### [To do]
Below are entries. Copy exactly the lines running from the line that holds "Fixed in c6f80699: bumped" to the line that holds "threshold left unchanged).", with both ends included.

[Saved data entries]
================

PR #3059, opened 2026-07-30
OAK-12331: add an audit event SPI with commit-attached capture and observer drain

dulvac:
Implementation half of OAK-12331. Pairs with #3058, which carries the
documentation; this PR touches no files under `oak-doc/`.

Draft for now: opening it early for feedback on the SPI shape before the
capture-site coverage grows.

## What this adds

A pluggable audit SPI, so a consumer bundle can observe repository
operations without patching Oak internals. Off by default behind the
`FT_OAK-12331` toggle. With the toggle off, or with no audit module
deployed, capture short-circuits through a NOOP sink.

The SPI lives in `oak-core-spi`, in the newly exported package
`org.apache.jackrabbit.oak.spi.audit`:

- `AuditEvent` / `AuditEventImpl`: immutable event carrying domain, type,
  timestamp and payload
- `AuditEvents`: static facade over a pluggable `Sink`, NOOP until an audit
  module installs one
- `AuditEventListener`: the consumer contract, selecting by domain and
  ordering by rank
- `AuditEventEmitter`: OSGi-facing emitter for the fire-and-forget path
- `AuditBufferLifecycle`: session lifecycle callouts used by `MutableRoot`

`oak-security-spi` contributes the security domain name and the
user-management type vocabulary, in the newly exported
`org.apache.jackrabbit.oak.spi.security.audit` plus `UserAuditTypes`, so
listener bundles compile against a stable set of strings rather than the
producer-side helpers. The pipeline itself sits in `oak-core` under
`org.apache.jackrabbit.oak.security.audit` and stays bundle-internal.

## How it works

Capture sites buffer events per session in a `ThreadLocal`.
`AuditDrainObserver` runs as an `Observer` on the root NodeStore. Observers
fire after durable persistence and never for a failed merge, so a
dispatched event always corresponds to a persisted write. The drain is
destructive, so a store that invokes the observer twice for one merge
dedupes itself.

`CommitMetadataDecorator` stamps the three reserved `commit.*` keys at drain
time and overwrites anything a caller supplied. The fire-and-forget path
strips those keys instead. Their presence is therefore an attestation that
an event came from the commit-attached pipeline, which is what the tests in
`CommitMetadataDecoratorTest` pin.

An outer `Throwable` barrier in `contentChanged` keeps a failing listener
from surfacing as a commit failure to the merge caller. `CompositeObserver`
gives no per-observer isolation, so without the barrier a bad listener would
also break peer observers such as JCR observation.

`MutableRoot` drains on `refresh()` and on a failed merge. It deliberately
does not drain on `rebase()`, which keeps transient changes and replays them
on the new base; audit events captured alongside those surviving changes
have to survive with them.

`AuditConfigurationImpl` owns the lifecycle. It registers as
`AuditConfiguration` only, contributes no commit hooks, and is not a
`SecurityConfiguration`, so it stays out of
`SecurityProvider.getConfiguration()`. Under OSGi it publishes the observer
as a service for `ObserverTracker`; embedded callers get it from
`getDrainObserver()` and attach it themselves.

## Capture sites

Only the two `UserManagerImpl.onGroupUpdate` overloads so far, covering
single and bulk group membership changes. Path resolution failures there
drop the event and log rather than failing the surrounding update, with
repeat warnings demoted to DEBUG. More capture sites are meant to follow in
separate issues.

## Testing

| Module | Tests |
|---|---|
| `oak-core-spi` | 243, all passing |
| `oak-security-spi` | 1110, all passing |
| `oak-core` | 4873, all passing |
| `oak-run-commons` | 250, all passing |

`oak-benchmarks` compiles; it gains two runs measuring capture-site and
empty-commit overhead. Also adds an audit-enabled in-memory fixture to
`oak-run-commons`.

The `SecurityProviderRegistrationTest` change is a comment plus keeping the
existing count at 6, documenting that audit is deliberately not a
`SecurityConfiguration`. No assertion was weakened.

## Review notes

Both newly exported packages pass the `maven-bundle-plugin` baseline check.
Worth a look from anyone who has worked on `MutableRoot` or the observer
chain, since the commit-attached path depends on observer timing
guarantees.

### DIFF
--- a/oak-core-spi/src/main/java/org/apache/jackrabbit/oak/spi/audit/AuditEvent.java
+++ b/oak-core-spi/src/main/java/org/apache/jackrabbit/oak/spi/audit/AuditEvent.java
@@ -30,44 +30,66 @@ import org.osgi.annotation.versioning.ProviderType;
  * <ul>
  *   <li>Oak-internal capture sites tied to a successful
  *       {@code Root.commit()}. The commit-attached drain step decorates
- *       payload with {@code commit.sessionId}, {@code commit.userId},
- *       and {@code commit.timestamp} entries before dispatch.</li>
+ *       payload with the three reserved attestation entries before
+ *       dispatch; use {@link #isCommitAttested(AuditEvent)} to test for
+ *       them rather than checking the keys by hand.</li>
  *   <li>Any bundle calling {@link AuditEventEmitter#emit(AuditEvent)}.
  *       Such events carry the payload provided by the caller, except that
  *       Oak strips caller-supplied values for the three reserved
- *       {@code commit.*} attestation keys before dispatch — see the trust
- *       contract on {@link #getPayload()}.</li>
+ *       attestation keys before dispatch — see the trust contract on
+ *       {@link #getPayload()}.</li>
  * </ul>
  * The {@link #getDomain()} value selects the listeners that receive this
  * event.
  * <p>
  * Most callers do not implement this interface directly: use the static
- * factory {@link #of(String, String, Map)} (or the no-payload overload
- * {@link #of(String, String)}) to construct an immutable event with the
- * current wall-clock timestamp. The package-private {@code AuditEventImpl}
- * backs these factories.
+ * factory {@link #of(AuditDomain, AuditType, Map)} (or the no-payload
+ * overload {@link #of(AuditDomain, AuditType)}) to construct an immutable
+ * event with the current wall-clock timestamp. The package-private
+ * {@code AuditEventImpl} backs these factories.
  */
 @ProviderType
 public interface AuditEvent {
+
+    /**
+     * Payload key carrying the id of the session whose commit produced this
+     * event. One of the three reserved attestation keys; see the trust
+     * contract on {@link #getPayload()} and {@link #isCommitAttested}.
+     */
+    String COMMIT_SESSION_ID = "oak.commit.sessionId";
+
+    /**
+     * Payload key carrying the user id of the commit that produced this
+     * event. {@code "oak:unknown"} for system commits, which listeners
+     * <strong>MUST NOT</strong> try to resolve to a real identity.
+     */
+    String COMMIT_USER_ID = "oak.commit.userId";
+
+    /**
+     * Payload key carrying the commit timestamp (millis since epoch), i.e.
+     * when the change became durable — as opposed to
+     * {@link #getTimestamp()}, which is when the event was captured.
+     */
+    String COMMIT_TIMESTAMP = "oak.commit.timestamp";
 
     /**
      * Returns the domain that owns this event. Listeners are domain-scoped:
      * an {@link AuditEventListener} only receives events whose
      * {@code getDomain()} matches its own {@link AuditEventListener#getDomain()}.
      *
-     * @return non-null domain name (e.g. {@code "oak.security"}, {@code "aem.content"}).
+     * @return non-null domain (e.g. {@code "oak.security"}).
      */
     @NotNull
-    String getDomain();
+    AuditDomain getDomain();
 
     /**
-     * Returns the event type identifier within the domain. Type strings are
-     * stable across releases for any given domain.
+     * Returns the event type within the domain. Types are stable across
+     * releases for any given domain.
      *
-     * @return non-null type identifier.
+     * @return non-null type.
      */
     @NotNull
-    String getType();
+    AuditType getType();
 
     /**
      * Returns the wall-clock timestamp (millis since epoch) captured at
@@ -94,15 +116,16 @@ public interface AuditEvent {
      * this to expose typed accessors and include their fields here.
      * <p>
      * For commit-attached events, Oak's drain path adds entries with the
-     * keys {@code commit.sessionId}, {@code commit.userId}, and
-     * {@code commit.timestamp} when the buffer is drained on commit
+     * keys {@code oak.commit.sessionId}, {@code oak.commit.userId}, and
+     * {@code oak.commit.timestamp} when the buffer is drained on commit
      * success. Oak does not <em>add</em> these entries on the fire-and-forget
      * path (see the trust contract below).
      * <p>
      * <strong>Trust contract</strong> (normative — other audit SPI and
      * implementation docs defer to this paragraph). For events delivered
-     * through Oak dispatch, the three reserved keys {@code commit.sessionId},
-     * {@code commit.userId} and {@code commit.timestamp} are Oak-attested:
+     * through Oak dispatch, the three reserved keys
+     * {@code oak.commit.sessionId}, {@code oak.commit.userId} and
+     * {@code oak.commit.timestamp} are Oak-attested:
      * <ul>
      *   <li>On the <em>commit-attached</em> path Oak <em>unconditionally
      *       overwrites</em> the three keys with the values from
@@ -113,12 +136,13 @@ public interface AuditEvent {
      *       {@code AuditEvents.dispatch}) Oak <em>strips</em> caller-supplied
      *       values for the same three keys before delivery.</li>
      * </ul>
-     * A listener may therefore treat the presence of any of the three keys
-     * in a dispatched payload as "commit-attached event, values supplied by
-     * Oak". Every other entry — including other {@code commit.*}-prefixed
-     * keys — is forwarded verbatim from the caller-supplied payload on both
-     * paths and is untrusted: anchor trust on the three reserved keys, never
-     * on the {@code commit.} prefix in general.
+     * A listener may therefore treat the presence of the three keys in a
+     * dispatched payload as "commit-attached event, values supplied by
+     * Oak". Use {@link #isCommitAttested(AuditEvent)} for that test rather
+     * than reading the keys directly. Every other entry — including other
+     * {@code oak.commit.*}-prefixed keys — is forwarded verbatim from the
+     * caller-supplied payload on both paths and is untrusted: anchor trust
+     * on the three reserved keys, never on the prefix in general.
      * <p>
      * Boundaries of the attestation:
      * <ul>
@@ -183,28 +207,43 @@ public interface AuditEvent {
      * for the producer-side responsibility under the open trust model.
      */
     @NotNull
-    static AuditEvent of(@NotNull String domain,
-                         @NotNull String type,
+    static AuditEvent of(@NotNull AuditDomain domain,
+                         @NotNull AuditType type,
                          @NotNull Map<String, Object> payload) {
-        if (domain.isBlank()) {
-            throw new IllegalArgumentException("domain must not be blank");
-        }
-        if (type.isBlank()) {
-            throw new IllegalArgumentException("type must not be blank");
-        }
         return new AuditEventImpl(domain, type, System.currentTimeMillis(), Map.copyOf(payload));
     }
 
     /**
      * Convenience overload for events with no payload.
      *
-     * @param domain non-blank domain identifier.
-     * @param type   non-blank event type identifier within {@code domain}.
+     * @param domain the event domain.
+     * @param type   the event type within {@code domain}.
      * @return non-null event instance with an empty payload.
-     * @throws IllegalArgumentException if {@code domain} or {@code type} is blank.
      */
     @NotNull
-    static AuditEvent of(@NotNull String domain, @NotNull String type) {
+    static AuditEvent of(@NotNull AuditDomain domain, @NotNull AuditType type) {
         return of(domain, type, Map.of());
+    }
+
+    /**
+     * Returns {@code true} when the event carries Oak's commit attestation,
+     * i.e. when it reached the listener through the commit-attached path
+     * after a successful {@code Root.commit()}.
+     * <p>
+     * This is the supported way to make that distinction. The attestation
+     * is carried by three reserved payload keys, but their names are an
+     * implementation detail: read them directly and the check silently
+     * breaks if they are ever renamed. The semantics — what the attestation
+     * does and does not guarantee — are documented on {@link #getPayload()}.
+     *
+     * @param event the event to test, non-null.
+     * @return {@code true} when all three reserved attestation entries are
+     *         present.
+     */
+    static boolean isCommitAttested(@NotNull AuditEvent event) {
+        Map<String, Object> payload = event.getPayload();
+        return payload.containsKey(COMMIT_SESSION_ID)
+                && payload.containsKey(COMMIT_USER_ID)
+                && payload.containsKey(COMMIT_TIMESTAMP);
     }
 }
--- a/oak-core-spi/src/main/java/org/apache/jackrabbit/oak/spi/audit/AuditEvent.java
+++ b/oak-core-spi/src/main/java/org/apache/jackrabbit/oak/spi/audit/AuditEvent.java
@@ -1,0 +1,210 @@
+/*
+ * Licensed to the Apache Software Foundation (ASF) under one or more
+ * contributor license agreements.  See the NOTICE file distributed with
+ * this work for additional information regarding copyright ownership.
+ * The ASF licenses this file to You under the Apache License, Version 2.0
+ * (the "License"); you may not use this file except in compliance with
+ * the License.  You may obtain a copy of the License at
+ *
+ *      http://www.apache.org/licenses/LICENSE-2.0
+ *
+ * Unless required by applicable law or agreed to in writing, software
+ * distributed under the License is distributed on an "AS IS" BASIS,
+ * WITHOUT WARRANTIES OR CONDITIONS OF ANY KIND, either express or implied.
+ * See the License for the specific language governing permissions and
+ * limitations under the License.
+ */
+package org.apache.jackrabbit.oak.spi.audit;
+
+import java.util.Collections;
+import java.util.Map;
+
+import org.jetbrains.annotations.NotNull;
+import org.osgi.annotation.versioning.ProviderType;
+
+/**
+ * Structured audit event. Implementations are expected to be immutable
+ * value types.
+ * <p>
+ * Events may originate from two pipelines:
+ * <ul>
+ *   <li>Oak-internal capture sites tied to a successful
+ *       {@code Root.commit()}. The commit-attached drain step decorates
+ *       payload with {@code commit.sessionId}, {@code commit.userId},
+ *       and {@code commit.timestamp} entries before dispatch.</li>
+ *   <li>Any bundle calling {@link AuditEventEmitter#emit(AuditEvent)}.
+ *       Such events carry the payload provided by the caller, except that
+ *       Oak strips caller-supplied values for the three reserved
+ *       {@code commit.*} attestation keys before dispatch — see the trust
+ *       contract on {@link #getPayload()}.</li>
+ * </ul>
+ * The {@link #getDomain()} value selects the listeners that receive this
+ * event.
+ * <p>
+ * Most callers do not implement this interface directly: use the static
+ * factory {@link #of(String, String, Map)} (or the no-payload overload
+ * {@link #of(String, String)}) to construct an immutable event with the
+ * current wall-clock timestamp. The package-private {@code AuditEventImpl}
+ * backs these factories.
+ */
+@ProviderType
+public interface AuditEvent {
+
+    /**
+     * Returns the domain that owns this event. Listeners are domain-scoped:
+     * an {@link AuditEventListener} only receives events whose
+     * {@code getDomain()} matches its own {@link AuditEventListener#getDomain()}.
+     *
+     * @return non-null domain name (e.g. {@code "oak.security"}, {@code "aem.content"}).
+     */
+    @NotNull
+    String getDomain();
+
+    /**
+     * Returns the event type identifier within the domain. Type strings are
+     * stable across releases for any given domain.
+     *
+     * @return non-null type identifier.
+     */
+    @NotNull
+    String getType();
+
+    /**
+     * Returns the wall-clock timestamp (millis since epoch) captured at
PR #3064, opened 2026-08-05
OAK-12336 : update Postgres database server to 14

rishabhdaim:


rishabhdaim:
ITs have passed locally.

cc @reschke

rishabhdaim:
## Review

**P2** · `oak-doc/src/site/markdown/testing.md:68` · Testing doc's PostgreSQL Docker example still used `postgres:13-alpine`, below the new minimum.

`RDBDocumentStoreDB.POSTGRES.checkVersion` now requires PostgreSQL >= 14.0 (this PR). A developer following the doc's Docker command to stand up a local test database would pull `postgres:13-alpine`, below the new minimum, and hit the unsupported-version diagnostic at connection time.

Fixed in c6f80699: bumped the Docker image tag/prose to `postgres:14-alpine`, and added `RDBJDBCToolsTest` covering `RDBJDBCTools.versionCheck` and `RDBDocumentStoreDB.POSTGRES.checkVersion` (including a regression guard for the 13→14 threshold, which had no prior test coverage).

No correctness issues found in the version-check change itself — it only builds a logged diagnostic string and never throws or blocks the connection.

rishabhdaim:
Two more findings surfaced by a second, independent PR analysis were verified and addressed in 0d883791:

- `RDBBlobStoreDB.POSTGRES.checkVersion` still required only PostgreSQL >= 9.5 while this PR raised the document store minimum to 14.0 — bumped the blob store minimum to 14.0 as well for consistency (driver-version threshold left unchanged).
- `RDBDocumentStore.java` logs `versionDiags` at `LOG.error` on every startup when the check fails. Raising the minimum here means PostgreSQL 13.x users (previously fine) will now hit that ERROR-level log on every init — advisory only, no functional break, but can trigger monitoring alerts. Added a code comment documenting this so it is not mistaken for a new bug when users start reporting it.

reschke (commented):
I believe the new tests are really a distraction. RDB support is dormant.

reschke (approved):

PR #3068, opened 2026-08-07
OAK-12340 Simplified index management improvements

thomasmueller:


oak-core/src/main/java/org/apache/jackrabbit/oak/plugins/index/diff/DiffIndexMerger.java
```diff
@@ -278,6 +336,15 @@ private static void extractExistingMergedIndexes(JsonObject indexDefs, HashMap<S
...
                 continue;
             }
+            String type = JsonNodeUpdater.oakStringValue(value, "type");
+            if (type != null && "disabled".equals(type)) {
+                // ignore disabled indexes:
+                // only if the version that is in use contains the "mergeInfo" property,
+                // then simplified index management is currently used
+                // (otherwise we create a new merged info even for environments that no longer use it,
+                // if there are indexes that are not yet deleted)
+                continue;
```
bhabegger, line 346: The comment is a bit opaque to me. 
- mergeInfo presence on a an index contains -custom- in it's name indicates a version comming from diff.json in a previous deploy. 
- here we are in the presence of an index definition that was previously stored as disabled

So if I understand correctly here, we "pretend" it didn't exist in the previous merge... ?

oak-core/src/main/java/org/apache/jackrabbit/oak/plugins/index/diff/DiffIndexMerger.java
```diff
@@ -424,7 +490,10 @@ public boolean processMerge(String indexName, JsonObject indexDiff, JsonObject n
         } else {
             String latestMergeChecksum = JsonNodeUpdater.oakStringValue(latestIndexVersion, "mergeChecksum");
             JsonObject latestDef = cleanedAndNormalized(switchToLuceneIfNeeded(latestIndexVersion));
-            if (isSameIgnorePropertyOrder(mergedDef, latestDef)) {
+            if (latestMergeChecksum == null && latestCustomized != null) {
+                log("mergeChecksum is missing in the old customized version, so this is a migration: {}", indexName);
+                // continue
```
bhabegger, line 495: Any reason to keep the commented `// continue` ?

oak-core/src/test/java/org/apache/jackrabbit/oak/plugins/index/diff/DiffIndexMergerTest.java
```diff
@@ -0,0 +1,1405 @@
...
+                        "jcr:primaryType": "nt:unstructured",
+                        "type": "lucene", "includedPaths": "/a", "queryPaths": "/a"
+                    }
+                }
+                """, true);
+
+        getMerger().merge(newImageLuceneDefinitions, repositoryDefinitions, null);
+        assertEquals("""
+                {
+                  "/oak:index/damAssetLucene-12-custom-2": {
```
bhabegger, line 142: Why do we then keep any custom at all ? Shouldn't we be moving back to just the OOTB ?

oak-core/src/test/java/org/apache/jackrabbit/oak/plugins/index/diff/DiffIndexMergerTest.java
```diff
@@ -0,0 +1,1405 @@
...
+import org.apache.jackrabbit.oak.api.CommitFailedException;
+import org.apache.jackrabbit.oak.commons.json.JsonObject;
+import org.apache.jackrabbit.oak.plugins.memory.MemoryNodeStore;
+import org.apache.jackrabbit.oak.spi.commit.CommitInfo;
+import org.apache.jackrabbit.oak.spi.commit.EmptyHook;
+import org.apache.jackrabbit.oak.spi.state.NodeBuilder;
+import org.apache.jackrabbit.oak.spi.state.NodeStore;
+import org.junit.Test;
+
+public class DiffIndexMergerTest {
```
bhabegger, line 34: I like these tests :)

These allow for a clear understanding of what is expected to go on !

oak-core/src/test/java/org/apache/jackrabbit/oak/plugins/index/diff/DiffIndexMergerTest.java
```diff
@@ -0,0 +1,1405 @@
...
+                          }
+                        }
+                      }
+                    }
+                  }
+                }""", newImageLuceneDefinitions.toString());
+    }
+
+    @Test
+    public void firstCustomizationAsJson() {
```
bhabegger: firstOptimizerCustomization ?

oak-core/src/test/java/org/apache/jackrabbit/oak/plugins/index/diff/DiffIndexMergerTest.java
```diff
@@ -0,0 +1,1405 @@
...
+                        "properties": {
+                          "x": {
+                            "name": "x",
+                            "propertyIndex": true
+                          }
+                        }
+                      }
+                    }
+                  },
+                  "/oak:index/diff.index": {
```
bhabegger, line 426: In the previous tests, the diff.index doesn't appear in the newImageLuceneDefinitions. Why would this case be different ?

bhabegger (approved):
No blockers ;) Mostly curiosity

oak-core/src/main/java/org/apache/jackrabbit/oak/plugins/index/diff/DiffIndexMerger.java
thomasmueller: Yes, in a way... disabled indexes (type=disabled) might as well not exist, in relation to "merging" indexes.

oak-core/src/main/java/org/apache/jackrabbit/oak/plugins/index/diff/DiffIndexMerger.java
thomasmueller: What I mean is that we do not return from the method in this case (no "return false" or "return true"). I want to explicitly mention this.

oak-core/src/test/java/org/apache/jackrabbit/oak/plugins/index/diff/DiffIndexMergerTest.java
thomasmueller: Because it is already stored in the repo (not part of newImageLuceneDefinitions).

But good point, I'll add comments

oak-core/src/test/java/org/apache/jackrabbit/oak/plugins/index/diff/DiffIndexMergerTest.java
thomasmueller: // we can not just move back to /oak:index/damAssetLucene-12, because
        // that index has a lower version and so is then not use for queries.
        // we need to explicitly create a new version.
        // once damAssetLucene-13 is rolled out, then no "-custom-" is created however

================

### [Task answer]
Fixed in c6f80699: bumped the Docker image tag/prose to `postgres:14-alpine`, and added `RDBJDBCToolsTest` covering `RDBJDBCTools.versionCheck` and `RDBDocumentStoreDB.POSTGRES.checkVersion` (including a regression guard for the 13→14 threshold, which had no prior test coverage).

No correctness issues found in the version-check change itself — it only builds a logged diagnostic string and never throws or blocks the connection.

rishabhdaim:
Two more findings surfaced by a second, independent PR analysis were verified and addressed in 0d883791:

- `RDBBlobStoreDB.POSTGRES.checkVersion` still required only PostgreSQL >= 9.5 while this PR raised the document store minimum to 14.0 — bumped the blob store minimum to 14.0 as well for consistency (driver-version threshold left unchanged).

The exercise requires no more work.